The Nutcracker Suite and the Fourth Realm.  A musical, live and animated action mashup that was entertaining for its 90 minute length.

Vice.  (Seen December 31st.)  A movie about a dark and truly evil man, Dick Chaney, basically a psychopath turned vigilante says one reviewer, who was instrumental in leading our country down the path towards ruination as Dubya's VP and the chief whisperer to that reckless fool.  I thought it might be funny because if you can't laugh at tragic events you are just left to cry.  But it's not funny, except for a few guffaw moments like watching Dubya try to shuck and jive his way through his handed-to-him-by-Scalia presidency.  This black biopic just gets grimmer and grimmer as we watch our nation get taken down a darker and darker inglorious path by power-drunk powerbrokers.  I might as well as have spent 132 minutes in a dentist's chair as looking backwards at this grim exposition of America's tragic missteps so far in this century.  

The Grinch Who Stole Christmas.  An animated tale of petty revenge and venality perpetrated by a crabbed, self-centered man living alone by circumstances and choice trumped by redemption engendered by love, devotion, civility and inclusion.  This obviously is a morality tale on how the current America might yet emerge back to greatness. 

Thursday, May 3, 2018

Wee wee wee

There's a German pastry shop in Arlington that is a fun place to spend a half hour.

It has all kinds of marzipan creatures.

Bring a book of poetry and enjoy coffee, crumpets and company there.

This little piggy cried wee wee wee all the way home.

Thursday, January 4, 2018

Movies

Last year I saw ten movies.  One I can't remember, but the others were, in loose order of how I liked them, these, although I might have the exact titles wrong:

Dunkirk.  A rousing, well-told spectacle about the British evacuation by boat lift of their surrounded army from the French mainland in 1940 during the fall of France.  It might have saved the world from the scourge of Nazism, although as Churchill drily noted, wars are not won by evacuations.

Darkest Hour.  Another Dunkirk era tale, this time focusing on the lonely struggle of Winston Churchill to keep Britain in the fight during their darkest hour of World War II, and thereby maybe saving the world from the scourge of Nazism, once America finally got in the fight a year and a half later.

Beauty and the Beast.  Yeah, a musical.  I got dragged to it under false pretenses but I liked it.

Hidden Figures.  A stirring (and true) tale of black women's fight against not only sexism but racism.

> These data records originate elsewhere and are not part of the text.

PR #433, opened 2017-04-23
Update IsComment

In-line:
1. Refactor
2. Instead of making function call, check condition without it.

### DIFF
--- a/rehlds/engine/tmessage.cpp
+++ b/rehlds/engine/tmessage.cpp
@@ -115,14 +115,11 @@ char* EXT_FUNC memfgets(unsigned char *pMemFile, int fileSize, int *pFilePos, ch
 
 int IsComment(char *pText)
 {
-	int length;
 	if (!pText)
-	{
 		return TRUE;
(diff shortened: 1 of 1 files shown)


WPMGPRoSToTeMa:
Better `pText[0] == '\0'`

rehlds/engine/tmessage.cpp
```diff
@@ -115,17 +115,19 @@ char* EXT_FUNC memfgets(unsigned char *pMemFile, int fileSize, int *pFilePos, ch
...
-	int length;
 	if (!pText)
-	{
 		return TRUE;
-	}
 
-	length = Q_strlen(pText);
-	if (length >= 2 && pText[0] == '/' && pText[1] == '/' || length <= 0)
+#ifdef REHLDS_FIXES
+	if ((pText[0] == '/' && pText[1] == '/') || !pText[0])
```
WPMGPRoSToTeMa: Better `pText[0] == '\0'`

PR #436, opened 2017-04-24
Use standard library in RandomLong/RandomFloat

In-line:
1. `std::random_device` provides seed from entropy, which is better then seeding from `std::time(nullptr)`
2. Code is simplified
3. And of course use of standard library is better.


In-line:
Actually building was successful, TeamCity failed with weird error.

s1lentq:
@In-line oops, my fault, i'll be fix

rehlds/engine/pr_cmds.cpp
```diff
@@ -28,6 +28,10 @@
 
 #include "precompiled.h"
 
+#ifdef REHLDS_FIXES
+#include <random>
```
LevShisterov: This include should go in osconfig.h.

In-line: @LevShisterov One second

In-line: @LevShisterov Done.

WPMGPRoSToTeMa:
Why close?

In-line:
@WPMGPRoSToTeMa This PR requires newer libstdc++ then in HLDS root. So, we should decide to link libstdc++ statically or bypass this problem another way. For now I close this.

PR #439, opened 2017-04-25
Optimize PF_IsMapValid_I

In-line:


rehlds/engine/pr_cmds.cpp
```diff
@@ -1541,11 +1541,15 @@ int EXT_FUNC PF_precache_generic_I(const char *s)
 
 int EXT_FUNC PF_IsMapValid_I(const char *mapname)
 {
+#ifdef REHLDS_FIXES
+	char cBuf[42];
```
theAsmodai: :suspect:

WPMGPRoSToTeMa: Need a comment like:
`[len('maps/')=5] + 32 + [len('.bsp')=4] + [eos=1]`

theAsmodai: It's a very minor optimization. Use of 64 would been easier than to count characters.

WPMGPRoSToTeMa: @theAsmodai yup.

PR #440, opened 2017-04-25
Add project HLTV

s1lentq:
HLTV includes 5 projects that:
- [x] Console
- [x] Core
- [x] Proxy
- [x] DemoPlayer
- [x] Director


In-line:
Welcome ReHLTV, welcome fake players :unamused: !

rehlds/HLTV/Console/src/System.cpp
```diff
@@ -0,0 +1,1188 @@
...
+	float fps = 0.0f;
+	float nextConsoleUpdate = 0.0f;
+
+	BaseSystemModule::RunFrame(time);
+	while ((m_State == MODULE_RUNNING || m_State == MODULE_CONNECTING))
+	{
+		UpdateTime();
+		double timeDiff = m_SystemTime - m_LastTime;
+		if (m_LastTime > 0 && timeDiff <= 0) {
+			Printf("WARNING! System::RunFrame: system time difference <= 0.\n");
```
In-line: Maybe we can use something like c++11 steady_clock ? (For example CLOCK_MONOTONIC in linux)

WPMGPRoSToTeMa: It requires static linking of stl library. (but i don't mind it)

WPMGPRoSToTeMa: @In-line `Sys_FloatTime` already uses `CLOCK_MONOTONIC` in linux.

In-line: @WPMGPRoSToTeMa We need to check win32 implementation too (but it's pain to read it).

WPMGPRoSToTeMa: @In-line it uses QPC which is monotonic (`steady_clock` also uses QPC), but there are some another code after QPC call, need to read it.

SkillartzHD:
http://pvpru.com/board/showthread.php?t=520628

what's wrong with this ? or have necessarily to be a brand own ?

s1lentq:
@SkillartzHD what does it have to do with pr?
it is absolutely different things.

spark512:
You guys are awesome :)

SkillartzHD:
@s1lentq 
do you mean that it is a good idea to free a source code with a player who has netchanel attached and all messages svc_ ? etc..  it is enough just to delete the *hltv in connect

PR #443, opened 2017-04-26
Fix possible null dereferences

In-line:
Found with cppcheck. They aren't 100% null dereferences, but can create dangerous situations in the future.

Inspect this calls:
1. [R_StudioCalcBonePosition](https://github.com/In-line/rehlds/blob/68fcac46e26f364f32f9220c4156a00f7bf7bbab/rehlds/engine/r_studio.cpp#L1097) `(adj == nullptr)`: 

2. [NET_LagPacket](https://github.com/In-line/rehlds/blob/3fd4e45420dfe754bb3bea4fa49d3f0bb62dbce6/rehlds/engine/net_ws.cpp#L1030) (most of params are null)

And [this line of code](https://github.com/In-line/rehlds/blob/558b1e367f10f1587e2fda401dae06bbf809fa09/rehlds/engine/sv_main.cpp#L4308)

### DIFF
--- a/rehlds/engine/net_ws.cpp
+++ b/rehlds/engine/net_ws.cpp
@@ -784,7 +784,11 @@ qboolean NET_LagPacket(qboolean newdata, netsrc_t sock, netadr_t *from, sizebuf_
 	}
 
 	curtime = realtime;
+#ifdef REHLDS_FIXES
+	if (newdata && data)
+#else
 	if (newdata)
+#endif
 	{
 		if (fakeloss.value != 0.0)
 		{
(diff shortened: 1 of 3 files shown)


LevShisterov:
Also, please fix calls to NET_LagPacket and R_StudioCalcBonePosition where 0 is passed as a value for the pointer.

In-line:
@LevShisterov Okey 👍

In-line:
I will create another PR to refactor calls little bit.

In-line:
@LevShisterov #445

PR #444, opened 2017-04-26
Fix out of bounds assign in Sys_InitGame

In-line:
Found with cppcheck

### DIFF
--- a/rehlds/engine/sys_dll2.cpp
+++ b/rehlds/engine/sys_dll2.cpp
@@ -524,14 +524,7 @@ int Sys_InitGame(char *lpOrgCmdLine, char *pBaseDir, void *pwnd, int bIsDedicate
 		ClientDLL_ActivateMouse();
 
 	char MessageText[512];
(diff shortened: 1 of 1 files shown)


rehlds/engine/sys_dll2.cpp
```diff
@@ -524,10 +524,14 @@ int Sys_InitGame(char *lpOrgCmdLine, char *pBaseDir, void *pwnd, int bIsDedicate
 		ClientDLL_ActivateMouse();
 
 	char MessageText[512];
+#ifdef REHLDS_FIXES
+	const char en_US[] = "en_US.UTF-8";
+#else
 	const char en_US[12];
 
 	Q_strcpy(en_US, "en_US.UTF-8");
 	en_US[16] = 0;
```
Sh1ft0x0EF: Just replace 16 with 12 here

In-line: @Sh1ft0x0EF I think autosize is better.

PR #445, opened 2017-04-26
Refactor calls

In-line:


rehlds/engine/net_ws.cpp
```diff
@@ -1023,14 +1023,14 @@ qboolean NET_QueuePacket(netsrc_t sock)
 
 	if (ret == -1 || ret == MAX_UDP_PACKET)
 	{
-		return NET_LagPacket(0, sock, 0, 0);
+		return NET_LagPacket(FALSE, sock, NULL, NULL);
```
WPMGPRoSToTeMa: Should be `nullptr`, not `NULL`.

In-line: @WPMGPRoSToTeMa Such changes should be made on a larger scale

LevShisterov:
Most of the code use NULL.

rehlds/engine/net_ws.cpp
WPMGPRoSToTeMa: @In-line but better change `0` directly to `nullptr` (skip `NULL` stage).

In-line: @WPMGPRoSToTeMa we can define NULL as nullptr

WPMGPRoSToTeMa: @In-line better to replace all of them in another refactor commit.

PR #446, opened 2017-04-27
Fix Sys_FloatTime in linux  (issue #441)

### LINKED ISSUE #441: Sys_FloatTime() isn't steady
Sys_FloatTime() isn't steady, it means that clock can jump backward and forward.
We can have situation, where second call to Sys_FloatTime() returns value less than the first.

In-line:
Windows implementation is already steady.

### DIFF
--- a/rehlds/engine/sys_dll.cpp
+++ b/rehlds/engine/sys_dll.cpp
@@ -625,9 +625,17 @@ double Sys_FloatTime(void)
 	if ( !bInitialized )
 	{
 		bInitialized = true;
+#ifdef REHLDS_FIXES
+		clock_gettime(CLOCK_MONOTONIC_RAW, &start_time);
+#else
 		clock_gettime(CLOCK_MONOTONIC, &start_time);
+#endif		
 	}
+#ifdef REHLDS_FIXES
+	clock_gettime(CLOCK_MONOTONIC_RAW, &now);
+#else
 	clock_gettime(CLOCK_MONOTONIC, &now);
+#endif
 	return (now.tv_sec - start_time.tv_sec) + now.tv_nsec * 0.000000001;
 }
 
--- a/rehlds/engine/sys_dll.cpp
+++ b/rehlds/engine/sys_dll.cpp
@@ -619,15 +619,15 @@ double EXT_FUNC Sys_FloatTime(void)
 double Sys_FloatTime(void)
 {
 	static struct timespec start_time;
-	static bool bInitialized;
+	static bool bInitialized = false;
 	struct timespec now;
 
 	if ( !bInitialized )
 	{
-		bInitialized = 1;
-		clock_gettime(1, &start_time);
+		bInitialized = true;
+		clock_gettime(CLOCK_MONOTONIC, &start_time);
 	}
-	clock_gettime(1, &now);
+	clock_gettime(CLOCK_MONOTONIC, &now);
 	return (now.tv_sec - start_time.tv_sec) + now.tv_nsec * 0.000000001;
 }
 


LevShisterov:
It is questionable. Monotonic raw time flow could differ from clients, because it is not trying to follow world-wide time.

In-line:
@LevShisterov Can you explain it for me ?

Windows implementation that use [QPC is steady](https://msdn.microsoft.com/en-us/library/windows/desktop/dn553408(v=vs.85).aspx) and don't follow NTP adjustments.
> QPC is typically the best method to use to time-stamp events and measure small time intervals that occur on the same system or virtual machine. Consider using GetSystemTimePreciseAsFileTime when you want to time-stamp events across multiple machines, provided that each machine is participating in a time synchronization scheme such as Network Time Protocol (NTP). QPC helps you avoid difficulties that can be encountered with other time measurement approaches, such as reading the processor’s time stamp counter (TSC) directly.

Sys_FloatTime() calculates time **from server start** 
`return (now.tv_sec - start_time.tv_sec) + now.tv_nsec * 0.000000001;`

LevShisterov:
Yes, QPC isn't adjusted by NTP. But whats the actual reason (or problems it solves) for the proposed patch?

WPMGPRoSToTeMa:
default from [here](https://www.reddit.com/r/programming/comments/y3mxv/clock_monotonic_avoiding_problems_with_leap/c5shfkg/).

We are using Sys_FloatTime not only for short and medium time periods, but also for long. So, that's why better to use `CLOCK_MONOTONIC`.

In-line:
@LevShisterov @WPMGPRoSToTeMa 

I think behavior of Linux and Windows versions should be same.
Actual issue that motivated me is in [HLTV](https://github.com/dreamstalker/rehlds/pull/440/commits/248a77b0f2e99e29a93d54764d01d2b48b5ee26b#diff-0e4264542704c61b16636c0189e79471R551)

- Expected behavior: Everything works fine in Linux and Windows
- Actual: Windows version works fine, Linux version floods console with warnings when time jumps backward.

I agree that code in HLTV should be changed too, but we need to specify exactly **one** behavior for Sys_FloatTime function.

WPMGPRoSToTeMa:
> Linux version floods console with warnings when time jumps backward

Have you succeeded to reproduce that?

In-line:
@WPMGPRoSToTeMa Yes.

WPMGPRoSToTeMa:
@In-line is delta 0 or negative?

WPMGPRoSToTeMa:
I'm also not sure about QPC, there is some workaround code for negative delta in windows version of `Sys_FloatTime`.

LevShisterov:
What you are both about, ReHLDS or ReHLTV?

In-line:
@WPMGPRoSToTeMa I didn't add logging. 
> QPC is independent of and isn't synchronized to any external time reference. To retrieve time stamps that can be synchronized to an external time reference, such as, Coordinated Universal Time (UTC) for use in high-resolution time-of-day measurements, use GetSystemTimePreciseAsFileTime.

> QPC is typically the best method to use to time-stamp events and measure small time intervals that occur on the same system or virtual machine.

[Source](https://msdn.microsoft.com/en-us/library/windows/desktop/dn553408(v=vs.85).aspx)

@LevShisterov I'm (at least) about ReHLDS, but actually `CCounter` should be changed too.

In-line:
Okey, I created a ~big~little confusion :smile: . We need to separate discussion about ReHLDS and ReHLTV. This is actually about Sys_FloatTime() steadiness, but ReHLTV uses QPC too and has Linux implementation that isn't steady.

WPMGPRoSToTeMa:
> @WPMGPRoSToTeMa I didn't add logging.

If it is 0 then it is potentially ok.

> Source

I mean there are some topics about QPC "jumps".

In-line:
@LevShisterov What do you say ?

LevShisterov:
I see no reason for ReHLDS to log something about time go backwards, because CLOCK_MONOTONIC is being used, which shouldn't jump backward.

In-line:
@LevShisterov I found some interesting links. Information is contradictory, but it seems, that old Linux versions implementations can jump backward and it's bug.
https://patchwork.kernel.org/patch/60563/
https://bugzilla.redhat.com/show_bug.cgi?id=448449
https://github.com/rust-lang/rust/issues/37902
http://stackoverflow.com/questions/3657289/linux-clock-gettimeclock-monotonic-strange-non-monotonic-behavior

I'll close PR for this moment.

LevShisterov:
Can you, please, instead just use first commit? It never hurts to use real defines.

LevShisterov:
Thanks!

PR #447, opened 2017-04-27
Add missing NOXREF and NOXREFCHECK to Host_Crash_f

In-line:


LevShisterov:
It should be in host_cmd.h too.

PR #457, opened 2017-05-05
HLTV: Fix crash and small refactoring.

s1lentq:
HLTV: Removed the obsolete filesystem_steam.

### DIFF
--- a/rehlds/HLTV/Core/src/World.cpp
+++ b/rehlds/HLTV/Core/src/World.cpp
@@ -1060,65 +1060,65 @@ void World::ParseClientData(BitBuffer *stream, unsigned int deltaSeqNr, BitBuffe
 	}
 }
 
-int World::ParseDeltaHeader(BitBuffer *stream, bool *remove, bool *custom, int *numbase, bool *newbl, int *newblindex, bool full, int *offset)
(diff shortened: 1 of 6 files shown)


rehlds/HLTV/Core/src/World.cpp
```diff
@@ -1060,65 +1060,65 @@ void World::ParseClientData(BitBuffer *stream, unsigned int deltaSeqNr, BitBuffe
...
-		else if (stream->ReadBit() == 0)
-		{
-			num = stream->ReadBits(6) + *numbase;
-		}
-		else
-		{
-			num = stream->ReadBits(11);
-		}
+		isdelta = stream->ReadBit() ? true : false;
+		remove = false;
```
In-line: "remove" is incorrectly highlighted in Github, mb rename it?

WPMGPRoSToTeMa: @In-line `isRemove`?

In-line: @WPMGPRoSToTeMa, I think it's good. I also emailed Github support about this.

IgnacioFDM: I don't think variable names should be decided based on github's syntax highlighting. No need to change it IMO

LevShisterov: +1 to the 

> variable names shouldn't be decided based on github's syntax highlighting

But variable still can be renamed.

PR #492, opened 2017-07-10
Use mtune=generic instead of march for GCC

In-line:


theAsmodai:
Yes, it will be optimal for local building.

PR #494, opened 2017-07-11
Fix accuracy, improve bullet physics. 

In-line:


stamepicmorg:
Самый полезный коммит, который я тут видел 💃

voed:
> ...linux version of HLDS, engine_i486.so

ReHLDS now affecting not only engine_i486.so, so i think this remark can be removed. It will give "стрельба как в 5787".

theAsmodai:
Impressive! You really found the problem.

WPMGPRoSToTeMa:
:trollface:

fred0r:
Reads nice.
Thank you so much for supporting the best FPS-Game ever !

Phantomsq:
Omfg. Finally!

IgnacioFDM:
We should probably increase API major version because of this.

justgo97:
nice catch.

The Batman Leggo Movie.  We sneaked into it after another show.  It was funny.

Despicable Me 3.  We sneaked into it after another show.  It was funny.

Thor.  It was deadpan funny, inspiring, well-paced and well done.

A Monster Calls.  It was about a tree in the cemetery, is what I remember.  And fatherhood, I think.

Fist Fight.  It was dreadful and unwatchable, something about a beleaguered schoolteacher in a tough school.  We walked out after 20 minutes and snuck into another show.

Thursday, September 1, 2016

A trip to the beach

Last week I went to Buckroe Beach in Hampton, Virginia for a trip to the shore.  My cousin Liz and her husband Bill from Colorado rented a cottage a block from the beach and invited me to stay for a few days.

It was good to see them, and I went into the water with their two little granddaughters, who are just learning how to swim.  The beach is actually on the Chesapeake Bay, near where its water merges with the Atlantic Ocean, so the water is warmer there than elsewhere in the region and the waves are less powerful although there is quite a current that flows through there.

I got in a two-mile run along the beach's boardwalk and watched the sunrise both days I was there.  On one run I fell in with Sherman, a man about my age, and had an interesting conversation with him about sharecropping; he was the son of a sharecropper in the region and he described this system of farming to me after he inquired if I had ever heard of sharecropping before (I had).

We went to tour nearby Fort Monroe one day, and saw the cell where Confederate president Jaff Davis was imprisoned after the War of the Rebellion.  After a couple of pleasant days at the beach I drove back home, much refreshed.

Friday, January 4, 2013

So Little Time

I got a Kindle for my 60th birthday last year, but it still sits in its box, unused.  I have a household full of unread books, bought for 25 cents at library sales, and the library is half a mile away.  What do I need another thing to put endless queues upon? 

On the subway platform and train each workday, while half of my fellow humans there are totally isolated within their cocoon of selfhood, their earbuds sealing off their eardrums and their eyes riveted upon the device mere inches in their palm so they don't have to hazard a glance at a fellow human being, I have an open book in my hand and I can be engrossed in the biting winter at Valley Forge (I'm reading First Salute by Barabara Tuchman) but still be able to glance at my fellow travelers and imagine or engage in interactions, even if only for safety's sake.  Things can take shape on public transit that you might want to think about beforehand as they unfold.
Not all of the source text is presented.